The first Red Bull King of the Air was held on Maui in the year 2000. After five years of wild competitions in Hawaii, the Red Bull King of the Air went on a brief hiatus. As kiteboarding grew up, public interest swung from big air to freestyle, wave riding and racing. In 2013, Red Bull King of the Air landed back on the calendar, this time in Big Bay outside Cape Town, South Africa. The venue fitt the event perfectly, and it was home to Red Bull King of the Air until 2017. In 2018, the contest was held at Kite Beach in Blauberg, just a few kilometres from Big Bay. The change of venue gave riders stronger and more consistent wind to play with. 

What Makes Cape Town the spot for KOTA?

Cape Town is a windy place. That doesn’t necessarily mean it’s windy every day, but when it’s windy, it’s absolutely blasting. The official criteria, according to Sportive Director Sergio Cantagalli, to run Red Bull King of the Air is sustained southeasterly wind over 25-knots. The second most important ingredient for big air is the swell that riders use big waves as ramps to launch off. Cape Town has become the unchallenged epicentre for big air kiteboarding. Need proof? Check the Woo Leaderboard HERE.

The WOO Factor

Data rules the world in 2018. Our every move is recorded, dumped into a spreadsheet, exported and analysed. Computers are watching everything we do, embrace it or hate it. Amazon knows what you eat, Google knows where you live, the government know who your friends are, and they all share information with each other. We might as well use this technology for something fun, like calling your buddy out when he or she is claiming they jump higher than you.

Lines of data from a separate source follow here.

PR #85058, opened 2022-03-17
fix: nested top metrics sort on keyword field

salvatore-campagna:
Using a double as a return value works only if the field we are
sorting on is a number. If the field is not a value we can convert
to a double, like a non-numeric keyword, converting it to a number
returns `NaN`. Without this patch, sorting takes place on the bucket
key, if the order field points to a non-numeric value. The additional
bucket key comparator is implicitly added as a tie breaker to avoid
non-deterministic sorting of buckets.

With this change we support sorting using any subclass of SortValue.
This means the bucket key will be used just in case of equal values
on the order field.

Issue: #78506

PR #85437, opened 2022-03-29
fix: make EmptySortValue instances sort after everything else

salvatore-campagna:
When comparing instances of SortValue we make sure that instances
of subclass EmptySortValue sort after everything else. This is
also to be consistent with the way Double.NaN values are sorted
with respect to Double values.

Additionally we make sure to create an instance of EmptySortValue
when creating an instance from a Double.NaN value.

This PR is intented to fix a potential issue introduced by #85058.

### DIFF
--- a/server/src/main/java/org/elasticsearch/search/sort/SortValue.java
+++ b/server/src/main/java/org/elasticsearch/search/sort/SortValue.java
@@ -125,7 +125,7 @@ public abstract class SortValue implements NamedWriteable, Comparable<SortValue>
     @Override
     public abstract String toString();
 
-    // Force implementations to override sortOrder and sort each subclass by type first
+    // Force implementations to override compareToDifferentType and sort each subclass by type first
     protected abstract int compareToDifferentType();
 
     /**
--- a/server/src/main/java/org/elasticsearch/search/sort/SortValue.java
+++ b/server/src/main/java/org/elasticsearch/search/sort/SortValue.java
@@ -123,7 +123,7 @@ public abstract class SortValue implements NamedWriteable, Comparable<SortValue>
     @Override
     public abstract String toString();
 
-    // Force implementations to override compareToDifferentType and sort each subclass by type first
+    // Force implementations to override typeComparisonKey and associate each subclass with an integer key
     protected abstract int typeComparisonKey();
 
     /**
--- a/server/src/main/java/org/elasticsearch/search/sort/SortValue.java
+++ b/server/src/main/java/org/elasticsearch/search/sort/SortValue.java
@@ -19,15 +19,12 @@ import org.elasticsearch.xcontent.XContentBuilder;
 
 import java.io.IOException;
 import java.util.Arrays;
-import java.util.Comparator;
 import java.util.List;
 
 /**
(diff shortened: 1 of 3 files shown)


salvatore-campagna:

salvatore-campagna:
#85058 was already merged so Ideally I would like this to land in `v8.2.0`.

nik9000 (approved):
LGTM.

I'd prefer to stop sorting by the name soon, but there isn't any incentive to rush that. Sorting by the name was totally my bad idea. It's amazing how long it takes for somethings to come back to haunt you. Well, in that case it came back to haunt you and not me. But still, you get the idea.

Also - I don't like the name "valueless". `Empty`, I think. Are you cool reverting the name change when we add the sort field?

server/src/main/java/org/elasticsearch/search/sort/SortValue.java
```diff
@@ -74,16 +80,7 @@ private SortValue() {
...
-         * It might make sense to try and compare doubles to longs
-         * *carefully* to get a real sort. but it might not. For now
-         * we sort all doubles before all longs.
-         */
-        int typeCompare = getWriteableName().compareTo(other.getWriteableName());
-        if (typeCompare != 0) {
-            return typeCompare;
-        }
-        return compareToSameType(other);
+        return VALUE_COMPARATOR.compare(this, other);
```
nik9000, line 83: I think I'd just do the comparisons directly here. I'm not sure what the comparators buys.

server/src/main/java/org/elasticsearch/search/sort/SortValue.java
```diff
@@ -128,6 +125,9 @@ public final XContentBuilder toXContent(XContentBuilder builder, DocValueFormat
     @Override
     public abstract String toString();
 
+    // Force implementations to override compareToDifferentType and sort each subclass by type first
+    protected abstract int compareToDifferentType();
```
nik9000, line 129: maybe `typeComparisonKey` is a better name.

server/src/main/java/org/elasticsearch/search/sort/SortValue.java
salvatore-campagna: I wanted to avoid creation of the comparator every time a comparison is made.

server/src/main/java/org/elasticsearch/search/sort/SortValue.java
salvatore-campagna: This name was meant to be the counterpart of `compareToSameType`. I thought it just reads nice like this:
```
private static final Comparator<SortValue> TYPE_COMPARATOR = Comparator.comparing(SortValue::compareToDifferentType);
    private static final Comparator<SortValue> VALUE_COMPARATOR = TYPE_COMPARATOR.thenComparing(SortValue::compareToSameType);
```

you can read it almost as "compare to different type and then compare to same type"

nik9000 (approved):
LGTM.

My main objection to that old method name was that it wasn't really doing a comparator - it was fetching a thing for comparators. It'd have confused me one day. Sorry for the trouble.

WOO lets riders compete head-to-head. Not only can you and your best mate compare the height, hangtime, and g-force of your jumps, but riders can compare their efforts with other kiters around the world.

Loyal WOO users are always in competition mode. A casual session at home becomes another opportunity to climb the leaderboard, pushing riders who have been leapfrogging their way to the top. As we see kiters consistently notching bigger and bigger jumps, the level at Red Bull King of the Air has, no doubt, gone up.

The Format & Judging

Eighteen invited riders battled for the podium. The format was designed so that riders couldn’t take it easy, not even for a minute. From Round 1, the top rider in each heat advanced straight to Round 4. This gave them a huge advantage, so everyone was going all out, trying to punch a more direct ticket to the final. Even within each heat, riders needed to put up big scores as soon as the horn sounded. In Rounds 1, 3, 4, and the Final, the lowest scoring rider was flagged out of their heat at the halfway point.

The judging criteria was straightforward. Each rider’s three best tricks per heat earned a score based on 70% height and 30% extremity. Added to the scores for the three best jumps was a fourth score for overall impression. A high overall impression score was awarded to riders who were pushing the boundaries of the sport, putting on a show, and had dialled in style and execution. 

2018

Adding to the drama in 2018 was the unfortunate last-minute injury sustained by 2017 defending champion Nick Jacobsen. Nick broke his ankle training in Cape Town just weeks before the 2018 comp. With Nick out, there were still four former Red Bull King of the Air champions in contention: Aaron Hadlow (2015 & 2016), Kevin Langeree (2014), Jesse Richman (2013),  and Ruben Lenten (2005). Looking for a first KOTA victory were a new generation of big air boundary pushers led by WOO world record holder Joshua Emanuel, Spanish freestyle champion Liam Whaley, and 16-year-old Tom Bridge.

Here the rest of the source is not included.